How do I configure this automation for multiple accounts?
Define profiles in config/devices.yaml and config/settings.yaml with per-profile app data dirs. The scheduler assigns jobs round-robin or by affinity rules.
Does it support proxy rotation or anti-detection?
Yes. Configure per-device VPN/proxy endpoints and enable randomized human-like inputs (scroll/tap jitter, dwell variance) plus staggered start times.
Can I schedule it to run periodically?
Yes. Use the built-in dispatcher with cron-style schedules or trigger via webhook; failed jobs auto-retry with bounded backoff.

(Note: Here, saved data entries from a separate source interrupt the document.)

Issue #2195, opened 2025-12-23
Documentation: example on how to add a scan using the REST API


fuzzy76:
The documentation for the REST API is very sparse, and I am not able to figure out how to do scans using it. Can the documentation be expanded in this area? I would like to automate scanning and sending reports using the REST API, so that teams can get a monthly report from their staging environment.

Likhith-Root:
Hi! I’m preparing for GSoC and would like to work on this issue. Can I take this?

kazet:
Sure! Remember to also write a test that extracts the commands from the docs, runs them and checks whether they work.

HarshitPal25:
assign it to me @kazet

kazet:
This issue is free to take for potential contributors

MiracleInvoker:
Hello, I would like to take this on.

I will write the RST docs covering the full API workflow (add targets -> monitor -> view results -> export reports) using only real endpoints from `api.py`, and add integration tests under `test/e2e/` that actually call the API and verify responses, following the same pattern as `test_automated_interaction.py`. No infrastructure changes. Could you assign this to me?

PR #2414, opened 2026-03-04
docs: add REST API scan example with tests

HarshitPal25:
## Description

Added REST API documentation with curl examples, a unit test that validates
the documented endpoints match the source code, and an e2e test that executes the documented
commands against the live API.

Closes: #2195

### Documentation (`docs/api/rest-api.rst`)
- **Authentication**: `API_TOKEN` in `.env`, `X-API-Token` header
- **Scan workflow**: `POST /api/add` → `GET /api/analyses` → `GET /api/num-queued-tasks` → `GET /api/task-results`
- **Export workflow**: `POST /api/export` → `GET /api/exports` → `GET /api/export/download-zip/{id}`
- **Other endpoints**: `stop-and-delete-analysis`, `is-blocklisted/{domain}`, `export/delete/{id}`
- All endpoints verified from `artemis/api.py` (mounted at `/api` in `main.py`)

### Unit Test (`test/unit/test_rest_api_docs.py`)
10 tests (Docker not  needed) that parse the docs and validate every curl command references a real route in `api.py`.

### E2E Test (`test/e2e/test_rest_api_docs.py`)
Extracts curl commands from the docs and executes them against the live API in the existing e2e pipeline.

What export formats are supported?
CSV, JSON, and Parquet out of the box, with optional webhook forwarding to queues or HTTP endpoints.
- Execution Speed: ~120–220 PDPs per device per hour (median), depending on network, device class, and depth settings.
- Success Rate: 95% end-to-end completion on stable device farms with retries enabled.
- Scalability: Proven patterns for 50–300 devices; architecture supports 1,000+ with sharded queues and region-aware scheduling.
- Resource Efficiency: CPU-light controller; I/O-bound operations with adaptive wait strategies to minimize idle time.
- Error Handling: Step-scoped retries, app relaunch, stale-view detection, annotated screenshots, and structured logging with run IDs.